Work instruction:
Copy out all the lines of the data that hold the word "segments".

Data provided Block Start

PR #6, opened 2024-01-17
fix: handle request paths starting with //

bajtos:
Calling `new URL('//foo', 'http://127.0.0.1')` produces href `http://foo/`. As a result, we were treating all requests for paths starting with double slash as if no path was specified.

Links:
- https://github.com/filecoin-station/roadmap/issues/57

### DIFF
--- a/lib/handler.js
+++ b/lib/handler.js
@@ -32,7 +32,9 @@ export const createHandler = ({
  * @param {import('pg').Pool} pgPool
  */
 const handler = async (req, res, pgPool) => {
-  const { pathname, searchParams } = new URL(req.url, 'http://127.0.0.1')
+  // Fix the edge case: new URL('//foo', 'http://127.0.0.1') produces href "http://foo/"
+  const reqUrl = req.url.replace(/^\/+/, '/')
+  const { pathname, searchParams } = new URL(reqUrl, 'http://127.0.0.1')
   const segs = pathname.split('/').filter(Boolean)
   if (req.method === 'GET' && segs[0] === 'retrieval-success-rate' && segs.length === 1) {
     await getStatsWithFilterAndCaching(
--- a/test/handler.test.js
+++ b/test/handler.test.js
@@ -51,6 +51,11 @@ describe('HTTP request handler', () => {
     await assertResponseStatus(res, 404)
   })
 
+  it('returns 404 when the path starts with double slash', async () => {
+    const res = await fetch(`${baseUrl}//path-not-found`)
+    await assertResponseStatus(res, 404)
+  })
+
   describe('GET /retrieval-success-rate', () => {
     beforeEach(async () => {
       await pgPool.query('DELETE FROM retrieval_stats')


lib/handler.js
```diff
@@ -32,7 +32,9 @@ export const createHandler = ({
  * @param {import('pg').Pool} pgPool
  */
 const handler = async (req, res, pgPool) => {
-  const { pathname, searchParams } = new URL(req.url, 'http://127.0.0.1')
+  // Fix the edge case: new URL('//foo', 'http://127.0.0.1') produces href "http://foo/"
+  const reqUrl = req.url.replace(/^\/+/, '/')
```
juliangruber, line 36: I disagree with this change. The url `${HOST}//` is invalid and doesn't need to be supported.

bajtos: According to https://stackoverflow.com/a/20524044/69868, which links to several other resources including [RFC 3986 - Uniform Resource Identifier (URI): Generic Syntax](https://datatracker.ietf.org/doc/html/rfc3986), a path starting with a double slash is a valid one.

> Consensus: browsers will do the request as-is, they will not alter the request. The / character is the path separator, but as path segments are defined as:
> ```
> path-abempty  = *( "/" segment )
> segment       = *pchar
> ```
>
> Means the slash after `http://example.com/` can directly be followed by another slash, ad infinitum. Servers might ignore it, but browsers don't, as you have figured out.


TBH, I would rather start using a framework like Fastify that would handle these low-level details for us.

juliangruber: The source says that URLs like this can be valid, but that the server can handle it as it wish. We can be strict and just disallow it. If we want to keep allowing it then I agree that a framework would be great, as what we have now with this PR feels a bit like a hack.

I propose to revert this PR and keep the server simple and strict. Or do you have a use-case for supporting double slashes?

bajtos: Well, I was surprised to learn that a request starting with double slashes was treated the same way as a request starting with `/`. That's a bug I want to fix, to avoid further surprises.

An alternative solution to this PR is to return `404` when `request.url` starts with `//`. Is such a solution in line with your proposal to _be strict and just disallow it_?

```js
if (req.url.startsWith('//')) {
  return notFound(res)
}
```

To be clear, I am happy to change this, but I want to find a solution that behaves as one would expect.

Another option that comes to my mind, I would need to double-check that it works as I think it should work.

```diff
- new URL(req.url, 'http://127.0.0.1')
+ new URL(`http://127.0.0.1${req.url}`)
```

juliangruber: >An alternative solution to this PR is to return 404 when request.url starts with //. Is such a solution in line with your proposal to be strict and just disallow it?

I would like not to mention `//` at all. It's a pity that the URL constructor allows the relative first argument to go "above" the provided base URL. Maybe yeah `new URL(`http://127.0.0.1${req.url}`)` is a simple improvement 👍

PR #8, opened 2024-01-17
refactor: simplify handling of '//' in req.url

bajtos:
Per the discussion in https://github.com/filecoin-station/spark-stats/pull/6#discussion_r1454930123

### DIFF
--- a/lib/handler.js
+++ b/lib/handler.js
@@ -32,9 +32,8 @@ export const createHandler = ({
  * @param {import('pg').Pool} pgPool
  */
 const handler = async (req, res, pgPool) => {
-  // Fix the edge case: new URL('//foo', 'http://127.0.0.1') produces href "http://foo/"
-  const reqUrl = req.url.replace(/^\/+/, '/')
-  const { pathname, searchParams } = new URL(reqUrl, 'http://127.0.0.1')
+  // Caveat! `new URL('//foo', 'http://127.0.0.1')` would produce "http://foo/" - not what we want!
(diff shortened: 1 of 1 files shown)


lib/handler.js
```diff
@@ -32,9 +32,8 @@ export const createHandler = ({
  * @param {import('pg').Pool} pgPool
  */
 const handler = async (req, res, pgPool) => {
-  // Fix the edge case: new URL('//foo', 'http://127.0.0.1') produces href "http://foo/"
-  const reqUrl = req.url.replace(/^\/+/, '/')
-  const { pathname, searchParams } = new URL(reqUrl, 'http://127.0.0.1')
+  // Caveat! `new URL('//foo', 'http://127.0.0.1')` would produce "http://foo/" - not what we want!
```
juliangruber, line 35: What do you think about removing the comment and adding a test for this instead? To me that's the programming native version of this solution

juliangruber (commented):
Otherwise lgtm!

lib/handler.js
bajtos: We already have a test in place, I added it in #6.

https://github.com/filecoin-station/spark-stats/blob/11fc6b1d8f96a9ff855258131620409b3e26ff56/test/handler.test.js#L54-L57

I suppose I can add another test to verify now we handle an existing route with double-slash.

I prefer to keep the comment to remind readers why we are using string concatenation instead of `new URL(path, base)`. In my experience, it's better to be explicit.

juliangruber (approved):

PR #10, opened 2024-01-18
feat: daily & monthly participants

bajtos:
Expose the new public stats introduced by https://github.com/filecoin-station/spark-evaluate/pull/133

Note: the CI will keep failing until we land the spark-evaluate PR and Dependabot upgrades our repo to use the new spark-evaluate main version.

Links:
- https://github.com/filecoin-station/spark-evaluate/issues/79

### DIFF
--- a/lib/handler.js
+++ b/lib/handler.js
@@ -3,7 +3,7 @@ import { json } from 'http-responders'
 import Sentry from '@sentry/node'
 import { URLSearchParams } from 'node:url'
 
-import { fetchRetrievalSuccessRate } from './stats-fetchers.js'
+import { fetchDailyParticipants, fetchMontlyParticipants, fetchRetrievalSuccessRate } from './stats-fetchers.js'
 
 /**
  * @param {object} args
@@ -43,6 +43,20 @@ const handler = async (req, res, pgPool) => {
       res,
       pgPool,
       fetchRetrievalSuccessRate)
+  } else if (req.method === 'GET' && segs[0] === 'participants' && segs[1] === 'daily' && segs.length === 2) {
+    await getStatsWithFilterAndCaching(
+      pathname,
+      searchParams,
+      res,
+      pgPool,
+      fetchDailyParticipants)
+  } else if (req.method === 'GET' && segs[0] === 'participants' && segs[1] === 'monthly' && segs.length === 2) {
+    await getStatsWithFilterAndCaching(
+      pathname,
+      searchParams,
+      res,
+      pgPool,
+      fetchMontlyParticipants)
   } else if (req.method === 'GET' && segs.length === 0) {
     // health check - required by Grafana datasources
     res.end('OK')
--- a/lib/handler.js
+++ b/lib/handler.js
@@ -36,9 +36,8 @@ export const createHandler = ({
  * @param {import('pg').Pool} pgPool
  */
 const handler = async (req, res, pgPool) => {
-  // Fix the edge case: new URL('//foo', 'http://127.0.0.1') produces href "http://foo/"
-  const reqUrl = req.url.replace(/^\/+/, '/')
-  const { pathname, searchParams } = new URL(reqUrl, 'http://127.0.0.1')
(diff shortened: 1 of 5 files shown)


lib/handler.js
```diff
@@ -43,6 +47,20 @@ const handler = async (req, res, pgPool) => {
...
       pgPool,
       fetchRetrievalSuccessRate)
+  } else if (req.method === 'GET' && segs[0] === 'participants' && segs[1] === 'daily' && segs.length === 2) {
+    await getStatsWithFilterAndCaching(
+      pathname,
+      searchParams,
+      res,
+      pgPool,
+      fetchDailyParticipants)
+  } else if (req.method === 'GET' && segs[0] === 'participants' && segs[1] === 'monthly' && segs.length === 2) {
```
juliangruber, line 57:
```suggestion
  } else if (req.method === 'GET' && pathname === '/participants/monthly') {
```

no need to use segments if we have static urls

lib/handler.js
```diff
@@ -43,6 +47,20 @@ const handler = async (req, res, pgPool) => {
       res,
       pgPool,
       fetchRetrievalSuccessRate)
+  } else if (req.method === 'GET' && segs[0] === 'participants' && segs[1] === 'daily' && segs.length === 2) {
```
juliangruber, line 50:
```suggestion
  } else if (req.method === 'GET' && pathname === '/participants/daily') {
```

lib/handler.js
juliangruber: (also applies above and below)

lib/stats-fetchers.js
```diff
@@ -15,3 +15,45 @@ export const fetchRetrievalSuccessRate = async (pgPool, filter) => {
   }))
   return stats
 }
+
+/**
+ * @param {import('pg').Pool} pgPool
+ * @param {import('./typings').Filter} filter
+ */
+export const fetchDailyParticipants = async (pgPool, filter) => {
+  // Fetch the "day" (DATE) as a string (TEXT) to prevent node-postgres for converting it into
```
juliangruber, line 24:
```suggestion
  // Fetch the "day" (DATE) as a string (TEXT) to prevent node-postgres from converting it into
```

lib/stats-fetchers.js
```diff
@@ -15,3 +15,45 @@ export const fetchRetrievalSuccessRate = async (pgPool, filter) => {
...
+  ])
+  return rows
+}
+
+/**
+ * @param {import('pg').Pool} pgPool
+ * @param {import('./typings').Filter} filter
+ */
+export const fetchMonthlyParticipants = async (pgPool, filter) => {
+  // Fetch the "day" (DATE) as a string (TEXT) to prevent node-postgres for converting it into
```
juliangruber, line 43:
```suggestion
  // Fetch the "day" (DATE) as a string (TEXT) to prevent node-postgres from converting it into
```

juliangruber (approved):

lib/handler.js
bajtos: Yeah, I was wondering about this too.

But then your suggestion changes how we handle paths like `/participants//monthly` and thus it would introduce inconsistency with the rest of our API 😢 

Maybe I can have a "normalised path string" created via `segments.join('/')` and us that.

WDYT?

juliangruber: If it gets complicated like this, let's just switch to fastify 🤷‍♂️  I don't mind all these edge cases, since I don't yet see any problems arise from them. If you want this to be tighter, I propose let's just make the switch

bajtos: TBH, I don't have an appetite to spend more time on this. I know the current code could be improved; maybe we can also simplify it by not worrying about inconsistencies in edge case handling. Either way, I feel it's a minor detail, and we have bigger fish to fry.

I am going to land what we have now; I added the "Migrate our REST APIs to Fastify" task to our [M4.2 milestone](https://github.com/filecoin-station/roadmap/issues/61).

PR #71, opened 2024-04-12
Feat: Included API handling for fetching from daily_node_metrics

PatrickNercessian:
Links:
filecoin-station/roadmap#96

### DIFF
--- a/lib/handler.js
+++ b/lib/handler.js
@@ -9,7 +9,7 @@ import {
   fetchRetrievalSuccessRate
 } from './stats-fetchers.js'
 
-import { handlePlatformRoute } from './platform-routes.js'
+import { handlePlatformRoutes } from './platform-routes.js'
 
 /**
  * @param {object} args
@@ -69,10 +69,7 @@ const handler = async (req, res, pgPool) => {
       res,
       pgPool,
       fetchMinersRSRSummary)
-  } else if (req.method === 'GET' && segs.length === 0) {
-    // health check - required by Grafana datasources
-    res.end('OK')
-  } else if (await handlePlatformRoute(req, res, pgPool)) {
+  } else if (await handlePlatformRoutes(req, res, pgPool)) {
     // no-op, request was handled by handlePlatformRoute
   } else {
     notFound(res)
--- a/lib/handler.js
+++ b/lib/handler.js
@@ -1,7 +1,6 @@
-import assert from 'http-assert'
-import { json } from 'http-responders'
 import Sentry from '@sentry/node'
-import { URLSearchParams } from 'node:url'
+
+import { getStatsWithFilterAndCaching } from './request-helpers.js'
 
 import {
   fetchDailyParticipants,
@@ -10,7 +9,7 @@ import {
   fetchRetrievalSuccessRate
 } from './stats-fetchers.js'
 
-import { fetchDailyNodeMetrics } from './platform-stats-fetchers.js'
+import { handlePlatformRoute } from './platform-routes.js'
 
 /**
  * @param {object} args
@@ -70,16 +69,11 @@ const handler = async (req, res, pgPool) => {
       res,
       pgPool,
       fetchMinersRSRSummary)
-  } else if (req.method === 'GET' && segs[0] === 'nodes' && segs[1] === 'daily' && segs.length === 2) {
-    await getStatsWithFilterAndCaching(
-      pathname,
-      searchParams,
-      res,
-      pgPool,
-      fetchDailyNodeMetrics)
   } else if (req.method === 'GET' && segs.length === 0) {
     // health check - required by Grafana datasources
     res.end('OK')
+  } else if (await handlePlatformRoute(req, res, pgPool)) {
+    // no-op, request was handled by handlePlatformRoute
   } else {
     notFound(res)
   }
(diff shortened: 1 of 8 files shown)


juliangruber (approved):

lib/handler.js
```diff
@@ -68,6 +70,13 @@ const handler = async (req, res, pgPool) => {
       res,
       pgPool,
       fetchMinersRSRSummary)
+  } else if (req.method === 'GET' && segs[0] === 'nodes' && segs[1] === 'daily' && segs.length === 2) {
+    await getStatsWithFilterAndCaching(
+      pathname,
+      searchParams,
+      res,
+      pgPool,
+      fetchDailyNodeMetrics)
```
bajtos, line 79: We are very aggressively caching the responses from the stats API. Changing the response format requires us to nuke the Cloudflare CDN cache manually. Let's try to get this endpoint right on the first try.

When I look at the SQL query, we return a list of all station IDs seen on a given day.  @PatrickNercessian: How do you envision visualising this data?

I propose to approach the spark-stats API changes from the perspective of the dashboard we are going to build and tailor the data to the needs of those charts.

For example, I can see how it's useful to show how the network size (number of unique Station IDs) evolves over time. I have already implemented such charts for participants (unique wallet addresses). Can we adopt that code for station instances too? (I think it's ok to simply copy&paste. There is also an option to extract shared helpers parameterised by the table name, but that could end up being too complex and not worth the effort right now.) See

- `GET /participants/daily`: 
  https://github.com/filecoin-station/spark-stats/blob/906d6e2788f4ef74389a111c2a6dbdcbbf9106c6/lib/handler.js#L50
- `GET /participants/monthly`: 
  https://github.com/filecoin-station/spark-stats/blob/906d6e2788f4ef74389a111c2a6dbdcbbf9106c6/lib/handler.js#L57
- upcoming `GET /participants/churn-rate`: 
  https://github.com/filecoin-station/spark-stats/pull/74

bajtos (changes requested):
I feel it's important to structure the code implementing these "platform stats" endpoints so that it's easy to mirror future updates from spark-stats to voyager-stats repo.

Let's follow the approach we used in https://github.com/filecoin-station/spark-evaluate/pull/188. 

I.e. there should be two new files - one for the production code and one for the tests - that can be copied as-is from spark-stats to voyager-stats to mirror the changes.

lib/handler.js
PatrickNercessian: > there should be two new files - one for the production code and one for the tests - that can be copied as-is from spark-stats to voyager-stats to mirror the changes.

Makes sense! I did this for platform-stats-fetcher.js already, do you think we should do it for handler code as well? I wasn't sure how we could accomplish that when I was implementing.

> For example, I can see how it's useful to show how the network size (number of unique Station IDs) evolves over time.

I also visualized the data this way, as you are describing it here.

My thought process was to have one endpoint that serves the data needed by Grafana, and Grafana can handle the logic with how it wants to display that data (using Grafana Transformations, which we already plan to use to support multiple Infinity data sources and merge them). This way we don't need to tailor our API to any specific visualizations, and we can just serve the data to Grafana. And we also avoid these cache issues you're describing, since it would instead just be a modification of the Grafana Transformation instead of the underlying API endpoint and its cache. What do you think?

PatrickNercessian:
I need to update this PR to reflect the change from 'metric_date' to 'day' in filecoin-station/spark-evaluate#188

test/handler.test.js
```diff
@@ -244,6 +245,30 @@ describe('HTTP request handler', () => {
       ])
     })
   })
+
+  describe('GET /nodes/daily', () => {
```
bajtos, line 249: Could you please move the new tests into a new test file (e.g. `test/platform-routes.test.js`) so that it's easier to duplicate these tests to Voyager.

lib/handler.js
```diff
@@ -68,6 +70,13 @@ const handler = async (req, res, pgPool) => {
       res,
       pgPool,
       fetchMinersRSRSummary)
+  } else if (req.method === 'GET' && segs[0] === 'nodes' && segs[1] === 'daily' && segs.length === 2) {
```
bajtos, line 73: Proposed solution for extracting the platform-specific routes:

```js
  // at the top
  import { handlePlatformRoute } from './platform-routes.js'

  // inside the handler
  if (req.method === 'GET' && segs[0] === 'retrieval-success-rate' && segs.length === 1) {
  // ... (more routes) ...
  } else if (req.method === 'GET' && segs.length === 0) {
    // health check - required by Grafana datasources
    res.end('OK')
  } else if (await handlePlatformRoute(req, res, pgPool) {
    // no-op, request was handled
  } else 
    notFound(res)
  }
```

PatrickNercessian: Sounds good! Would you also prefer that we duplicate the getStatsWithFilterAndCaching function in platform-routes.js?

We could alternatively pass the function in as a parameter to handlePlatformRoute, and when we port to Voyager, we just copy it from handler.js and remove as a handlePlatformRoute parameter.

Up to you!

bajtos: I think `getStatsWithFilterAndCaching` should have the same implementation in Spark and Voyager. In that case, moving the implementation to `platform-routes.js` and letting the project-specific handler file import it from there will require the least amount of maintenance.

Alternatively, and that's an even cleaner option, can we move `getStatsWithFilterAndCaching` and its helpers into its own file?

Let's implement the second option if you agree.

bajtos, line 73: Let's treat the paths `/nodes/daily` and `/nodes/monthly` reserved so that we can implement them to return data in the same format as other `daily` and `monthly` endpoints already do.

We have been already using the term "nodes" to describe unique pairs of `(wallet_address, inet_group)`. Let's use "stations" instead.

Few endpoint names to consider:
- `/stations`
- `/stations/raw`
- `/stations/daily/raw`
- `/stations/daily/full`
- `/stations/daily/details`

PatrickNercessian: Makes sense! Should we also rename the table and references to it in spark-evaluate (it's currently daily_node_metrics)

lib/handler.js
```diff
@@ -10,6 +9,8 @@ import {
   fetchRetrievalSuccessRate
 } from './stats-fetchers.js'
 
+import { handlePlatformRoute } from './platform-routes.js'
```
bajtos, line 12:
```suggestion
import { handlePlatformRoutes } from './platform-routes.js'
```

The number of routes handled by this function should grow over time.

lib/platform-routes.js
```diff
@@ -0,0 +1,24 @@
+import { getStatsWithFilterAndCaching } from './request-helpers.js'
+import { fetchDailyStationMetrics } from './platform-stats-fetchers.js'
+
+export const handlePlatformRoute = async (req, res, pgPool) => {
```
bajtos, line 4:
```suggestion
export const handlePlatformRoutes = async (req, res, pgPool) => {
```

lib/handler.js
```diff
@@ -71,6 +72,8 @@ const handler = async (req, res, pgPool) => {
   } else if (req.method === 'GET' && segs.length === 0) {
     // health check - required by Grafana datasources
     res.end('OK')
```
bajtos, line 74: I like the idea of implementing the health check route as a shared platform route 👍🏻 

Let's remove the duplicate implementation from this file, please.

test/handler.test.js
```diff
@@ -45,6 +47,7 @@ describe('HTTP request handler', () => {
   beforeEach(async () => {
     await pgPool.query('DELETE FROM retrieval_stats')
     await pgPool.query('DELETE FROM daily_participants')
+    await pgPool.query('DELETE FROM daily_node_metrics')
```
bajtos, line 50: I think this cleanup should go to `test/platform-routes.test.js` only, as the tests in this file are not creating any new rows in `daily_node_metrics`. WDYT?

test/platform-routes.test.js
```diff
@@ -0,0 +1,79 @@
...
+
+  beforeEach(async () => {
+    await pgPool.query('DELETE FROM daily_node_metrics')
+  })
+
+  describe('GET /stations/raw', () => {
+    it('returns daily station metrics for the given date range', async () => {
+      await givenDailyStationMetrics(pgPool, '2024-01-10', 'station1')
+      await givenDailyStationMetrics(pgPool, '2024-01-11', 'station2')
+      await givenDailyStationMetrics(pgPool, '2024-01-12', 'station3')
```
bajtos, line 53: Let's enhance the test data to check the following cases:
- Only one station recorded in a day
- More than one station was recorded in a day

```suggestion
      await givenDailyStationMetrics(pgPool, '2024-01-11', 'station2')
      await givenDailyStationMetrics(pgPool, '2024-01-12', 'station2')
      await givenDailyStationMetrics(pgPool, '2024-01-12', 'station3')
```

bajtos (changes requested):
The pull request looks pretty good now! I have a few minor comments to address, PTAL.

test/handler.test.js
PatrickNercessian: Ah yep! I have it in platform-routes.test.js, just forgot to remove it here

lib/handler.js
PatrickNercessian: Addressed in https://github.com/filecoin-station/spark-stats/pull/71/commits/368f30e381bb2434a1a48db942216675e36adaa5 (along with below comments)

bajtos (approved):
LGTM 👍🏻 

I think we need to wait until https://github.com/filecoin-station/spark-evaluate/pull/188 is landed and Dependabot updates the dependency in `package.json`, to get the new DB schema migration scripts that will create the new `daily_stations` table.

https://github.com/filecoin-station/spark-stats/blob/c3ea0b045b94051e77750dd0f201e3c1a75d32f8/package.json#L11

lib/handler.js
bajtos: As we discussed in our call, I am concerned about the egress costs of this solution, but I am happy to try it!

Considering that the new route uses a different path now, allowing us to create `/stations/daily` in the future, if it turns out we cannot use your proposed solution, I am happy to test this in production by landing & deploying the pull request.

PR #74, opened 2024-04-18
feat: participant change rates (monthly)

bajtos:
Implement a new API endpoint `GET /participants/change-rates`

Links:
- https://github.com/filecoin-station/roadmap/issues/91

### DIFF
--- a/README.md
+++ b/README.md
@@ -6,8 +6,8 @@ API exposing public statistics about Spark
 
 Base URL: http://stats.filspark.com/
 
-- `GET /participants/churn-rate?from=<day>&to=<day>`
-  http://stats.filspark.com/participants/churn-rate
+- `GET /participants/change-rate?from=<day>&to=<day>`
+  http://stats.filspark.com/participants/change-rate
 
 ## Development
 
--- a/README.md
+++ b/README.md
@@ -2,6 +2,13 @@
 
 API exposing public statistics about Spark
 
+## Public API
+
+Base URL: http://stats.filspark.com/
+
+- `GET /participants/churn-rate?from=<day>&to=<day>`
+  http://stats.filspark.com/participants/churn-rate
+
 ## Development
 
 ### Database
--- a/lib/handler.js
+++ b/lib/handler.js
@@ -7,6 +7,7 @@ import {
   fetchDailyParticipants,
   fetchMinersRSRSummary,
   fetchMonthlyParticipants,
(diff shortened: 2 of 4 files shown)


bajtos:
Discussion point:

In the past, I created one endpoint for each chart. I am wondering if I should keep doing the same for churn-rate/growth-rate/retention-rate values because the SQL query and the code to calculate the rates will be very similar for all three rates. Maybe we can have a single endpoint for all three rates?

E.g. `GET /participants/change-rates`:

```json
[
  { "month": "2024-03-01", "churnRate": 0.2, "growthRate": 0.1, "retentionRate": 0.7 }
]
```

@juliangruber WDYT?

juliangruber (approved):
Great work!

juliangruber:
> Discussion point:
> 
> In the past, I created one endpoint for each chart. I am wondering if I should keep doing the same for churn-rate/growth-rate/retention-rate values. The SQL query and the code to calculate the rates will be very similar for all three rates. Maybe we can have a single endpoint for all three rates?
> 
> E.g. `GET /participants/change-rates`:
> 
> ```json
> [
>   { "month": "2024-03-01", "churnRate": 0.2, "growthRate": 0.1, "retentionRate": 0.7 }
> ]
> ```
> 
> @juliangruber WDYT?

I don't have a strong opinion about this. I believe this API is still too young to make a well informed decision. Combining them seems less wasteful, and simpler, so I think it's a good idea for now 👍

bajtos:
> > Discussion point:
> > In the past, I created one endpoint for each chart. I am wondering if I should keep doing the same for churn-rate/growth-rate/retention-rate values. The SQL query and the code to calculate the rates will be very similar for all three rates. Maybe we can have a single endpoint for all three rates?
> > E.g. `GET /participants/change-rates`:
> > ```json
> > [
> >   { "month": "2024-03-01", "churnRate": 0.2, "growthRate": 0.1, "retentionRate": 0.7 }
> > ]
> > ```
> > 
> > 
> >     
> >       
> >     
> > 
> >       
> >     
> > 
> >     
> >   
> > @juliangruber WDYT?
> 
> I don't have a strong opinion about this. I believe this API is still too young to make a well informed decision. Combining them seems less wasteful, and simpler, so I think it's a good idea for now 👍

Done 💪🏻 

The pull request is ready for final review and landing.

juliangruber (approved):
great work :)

Data provided Block End

Answer section:
> Consensus: browsers will do the request as-is, they will not alter the request. The / character is the path separator, but as path segments are defined as:
no need to use segments if we have static urls
Maybe I can have a "normalised path string" created via `segments.join('/')` and us that.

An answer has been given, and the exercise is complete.